What is expected: What lines of the data below include the word "supported"? Report them by copying each.

Provided material:
════════════════
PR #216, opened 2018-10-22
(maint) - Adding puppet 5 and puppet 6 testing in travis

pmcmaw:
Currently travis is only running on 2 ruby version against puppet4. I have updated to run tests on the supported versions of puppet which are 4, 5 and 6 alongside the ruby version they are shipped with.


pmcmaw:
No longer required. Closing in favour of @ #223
════════════════
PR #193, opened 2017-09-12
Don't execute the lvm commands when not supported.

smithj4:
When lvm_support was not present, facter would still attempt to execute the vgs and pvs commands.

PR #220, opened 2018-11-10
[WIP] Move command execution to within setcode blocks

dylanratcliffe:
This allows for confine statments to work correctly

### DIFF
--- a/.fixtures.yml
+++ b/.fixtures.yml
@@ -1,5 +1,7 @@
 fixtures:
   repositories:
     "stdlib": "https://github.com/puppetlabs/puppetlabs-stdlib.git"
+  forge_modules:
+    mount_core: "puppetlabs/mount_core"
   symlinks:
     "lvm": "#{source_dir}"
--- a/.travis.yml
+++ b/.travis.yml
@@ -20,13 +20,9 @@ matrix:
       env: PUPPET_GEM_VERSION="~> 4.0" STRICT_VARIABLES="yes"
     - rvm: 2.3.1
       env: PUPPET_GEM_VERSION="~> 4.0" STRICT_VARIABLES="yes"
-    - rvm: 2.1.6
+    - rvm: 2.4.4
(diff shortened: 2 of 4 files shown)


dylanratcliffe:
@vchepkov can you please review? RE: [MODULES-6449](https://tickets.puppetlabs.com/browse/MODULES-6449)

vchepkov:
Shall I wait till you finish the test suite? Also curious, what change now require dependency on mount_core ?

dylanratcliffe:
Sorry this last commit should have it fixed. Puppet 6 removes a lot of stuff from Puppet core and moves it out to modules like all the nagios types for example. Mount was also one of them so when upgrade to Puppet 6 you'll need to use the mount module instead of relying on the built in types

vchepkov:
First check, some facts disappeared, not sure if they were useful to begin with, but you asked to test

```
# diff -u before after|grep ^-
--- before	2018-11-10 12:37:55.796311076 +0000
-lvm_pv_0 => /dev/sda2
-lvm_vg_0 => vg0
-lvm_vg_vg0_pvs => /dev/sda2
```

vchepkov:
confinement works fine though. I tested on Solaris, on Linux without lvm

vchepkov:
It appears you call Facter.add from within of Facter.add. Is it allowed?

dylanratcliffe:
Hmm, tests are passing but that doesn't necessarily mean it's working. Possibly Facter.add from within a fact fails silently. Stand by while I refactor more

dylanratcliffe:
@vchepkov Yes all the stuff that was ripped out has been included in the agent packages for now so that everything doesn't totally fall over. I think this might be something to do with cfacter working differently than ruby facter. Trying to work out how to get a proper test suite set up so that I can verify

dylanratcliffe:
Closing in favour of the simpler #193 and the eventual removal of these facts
════════════════
Answer space:
Currently travis is only running on 2 ruby version against puppet4. I have updated to run tests on the supported versions of puppet which are 4, 5 and 6 alongside the ruby version they are shipped with.
Don't execute the lvm commands when not supported.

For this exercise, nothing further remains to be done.